Einstürzende Prachtbauten

Die Liebe der Österreicher zum variablen Zins teilte auch der ganz große Häuslbauer.

Leitartikel ••• Von Sabine Bretschneider

 

ZINSESZINS. Wer derzeit mitsamt seinen Kreditzinsen ums Überleben ringt, darf sich damit rechtfertigen, dass auch die cleversten Finanztaktiker mit an Bord des sinkenden Schiffs sind. René Benko sitzt – allein mit seinen, bis dato nicht insolventen, Immobilien-Töchtern Signa Prime Selection und Signa Development Selection – auf einem fast vier Milliarden schweren, variabel verzinsten Schuldenberg. Mit Stand Ende 2022, die Zinseszinsrechnung lässt auch heuer freundlich grüßen. Lediglich der Rest auf fast acht Milliarden ist laut Berechnungen von JPMorgan mit Fixzins abgesichert.

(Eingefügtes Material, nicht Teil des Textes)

PR #5856, opened 2022-06-22
Modify neighbor flush in test_tunnel_memory_leak

ZhaohuiS:

### Description of PR

Summary:
Fixes # (issue)

### Type of change

- [x] Bug fix

### Back port request
- [ ] 201911
- [ ] 202012

Test case `test_tunnel_memory_leak` sometimes failed with error "`AssertionError: No dev found for neighbor 192.168.0.3`".
It's because toggle_all_simulator_ports_to_upper_tor runs after run_arp_responder and garp_service, so low Tor may be active Tor and receives arp responder packets and garp packets before toggling, ip neighbors may exist in low Tor.
But we check ip neighbors on upper Tor and delete them. 
#### How did you do it?
If there is no neighbor on upper Tor, we should not fail the test case, it doesn't impact test function. `tunnel_packet_handler` will trigger neighbor added back.
Just delete neighbor if neighbor exists, otherwise ignore it and continue the test.

Run `dualtor/test_tunnel_memory_leak.py`

### DIFF
--- a/tests/dualtor/test_tunnel_memory_leak.py
+++ b/tests/dualtor/test_tunnel_memory_leak.py
@@ -10,7 +10,8 @@ import logging
 import random
 import time
 import contextlib
-from threading import Thread
+import itertools
+import re
 from ptf import testutils
 from tests.common.dualtor.mux_simulator_control import toggle_all_simulator_ports_to_upper_tor
 from tests.common.dualtor.dual_tor_common import cable_type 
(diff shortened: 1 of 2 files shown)


tests/dualtor/test_tunnel_memory_leak.py
```diff
@@ -103,8 +103,27 @@ def check_memory_leak(duthost):
         return True
     return False
 
-def test_tunnel_memory_leak(
-    toggle_all_simulator_ports_to_upper_tor,
+def delete_neighbor(duthost, neighbor):
```
StormLiangMS, line 106: should we move delete funciton to the dual_tor_utils.py? Below code is same as get_neighbor, it would be good to keep same function code in one place.
    command = "ip neighbor show %s" % neighbor
    output = [_.strip() for _ in duthost.shell(command)["stdout_lines"]]
    if not output:
        return {}
    output = output[0]
    neighbor_details = dict(_.split() for _ in itertools.chain(*re.findall('(dev\s+[\w\.]+)|(lladdr\s+[\w\.:]+)', output)) if _)

StormLiangMS (commented):
Approved with

tests/dualtor/test_tunnel_memory_leak.py
ZhaohuiS: @StormLiangMS thanks, it's a good suggestion, I just updated code, please check.

StormLiangMS (dismissed):
LGTM

xwjiang-ms (approved):

PR #5873, opened 2022-06-27
Fixing the documentation for scale run with VxLAN ECMP script and checking we have enough nexthops for ECMP requirements.

rraghav-cisco:
Addressing [5860]. The issue was that the documentation was wrong for scale run.
And added an error check if the user gives lesser number of nexthops than required.

If run without meeting the required criteria, we get an error:
            raise RuntimeError("The number of available nexthops ip addresses is not enough to cover even one destination." \
>                              "Pls rerun with total_number_of_endpoints({}) > ecmp_nhs_per_destination({})".format(number_of_available_nexthops, nhs_per_destination))
E           RuntimeError: The number of available nexthops ip addresses is not enough to cover even one destination.Pls rerun with total_number_of_endpoints(2) > ecmp_nhs_per_destination(128)


wangxin:
@rraghav-cisco Can you improve the title of this PR? The current title is not descriptive enough.

siqbal1986 (approved):
lgtm

Issue #4513, opened 2021-10-19
[bullseye] [sensors] Sensor tests need to be aligned with pmbus drivers for kernel 5.10


alexrallen:
**THIS IS A BUG TARGETING the Debian 11 / Kernel 5.10 UPGRADE** 

**Description**

Currently for the `tps53679` driver the sensors tests expect the following two alarms

```
/sys/bus/i2c/devices/15-0061/hwmon/hwmon12/in1_alarm
/sys/bus/i2c/devices/15-0061/hwmon/hwmon12/in2_alarm
```

However in the latest pmbus driver this has been changed to the following
```
/sys/bus/i2c/devices/15-0061/hwmon/hwmon12/in1_crit_alarm
/sys/bus/i2c/devices/15-0061/hwmon/hwmon12/in1_lcrit_alarm 

/sys/bus/i2c/devices/15-0061/hwmon/hwmon12/in2_crit_alarm 
/sys/bus/i2c/devices/15-0061/hwmon/hwmon12/in2_lcrit_alarm
```

As such the expected test results will need to be updated. **However, some amount of infra will be necessary if we wish this test to be compatible with both buster and bullseye.**

**Steps to reproduce the issue:**
1. Execute the `test_sensors` suite on a Mellanox 3420 switch (or any other swithc with a tps53679

**Describe the results you received:**
Tests fail with
```
Failed: Sensor alarms:
{
    "temp_reasons": [], 
    "fan_reasons": [], 
    "fan": false, 
    "temp": false, 
    "power": true, 
    "power_reasons": [
        "Path tps53679-i2c-15-58/PMIC-3 PSU 12V Rail (in1)/in1_alarm is not exist", 
        "Path tps53679-i2c-15-58/PMIC-3 PSU 12V Rail (in2)/in2_alarm is not exist", 
        "Path tps53679-i2c-15-58/PMIC-3 COMEX 1.05V Rail (out)/in4_lcrit_alarm is not exist", 
        "Path tps53679-i2c-15-58/PMIC-3 COMEX 1.05V Rail (out)/in4_crit_alarm is not exist", 
        "Path tps53679-i2c-15-61/PMIC-4 PSU 12V Rail (in1)/in1_alarm is not exist", 
        "Path tps53679-i2c-15-61/PMIC-4 PSU 12V Rail (in2)/in2_alarm is not exist"
    ]
}
```

**Describe the results you expected:**
Tests Pass

zhangyanzhao:
[...]

PR #5881, opened 2022-06-28
Convert sensors data to a Jinja2 template

saiarcot895:

### Description of PR

Summary:
Work on #4513

### Type of change

- [ ] Bug fix

### Back port request
- [ ] 201911
- [ ] 202012

With the 5.10 kernel, the paths for some attributes of some sensors (at least the `tps53679` driver) have changed. Making the current sensors data file support both the 5.10 kernel (master and 202205 branch) and 4.19 kernel (201911 and 202012) is possible, but it would be quite messy.

#### How did you do it?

Rund eine halbe Million Haushalte in Österreich bedienen zurzeit einen variablen verzinsten Kredit. Erste-CEO und Banken-Obmann Willibald Cernko hatte denn auch vor einiger Zeit zugesagt, Menschen in „individuellen Stresssituationen” unterstützen zu wollen. Seine Erste Group kommt im aktuellen Fall von Signa relativ glimpflich davon. Die Signa-Exposure der Ersten ist, im Vergleich mit anderen in Österreich tätigen Großbanken, mit 40 bis 50 Millionen Euro beinahe vernachlässigbar. Auch die individuelle Stresssituation des Tiroler Immobilientycoons Benko ist laut Medienberichten nicht existenzbedrohend – sein Privatvermögen gilt als von den Problemen des Konzerns nicht betroffen.
Beim Abschluss von Immobilienkreditverträgen sind die gesetzlichen Regeln streng, hieß es zu Zeiten der Diskussion rund um verschuldete Privathaushalte. Banker müssten den Kunden die Risiken durch variable Zinsen im Angebot vorrechnen. Jetzt steht im Raum, ob das Risiko der Immobilienkredite der Signa-Gruppe in den eigenen Bankbilanzen richtig gerechnet wurde.
Die Insolvenz der Signa Holding ist jedenfalls nach Gesamtverbindlichkeiten von rund fünf Milliarden Euro die größte Pleite in Österreichs Wirtschaftsgeschichte. Um die Zahl in Relation zu setzen: Zur Reduktion und Vermeidung von Kinderarmut hat die Bundesregierung im Budget 2024 ein Maßnahmenpaket beschlossen: Die dafür bereitgestellten Mittel belaufen sich auf 360 Millionen Euro.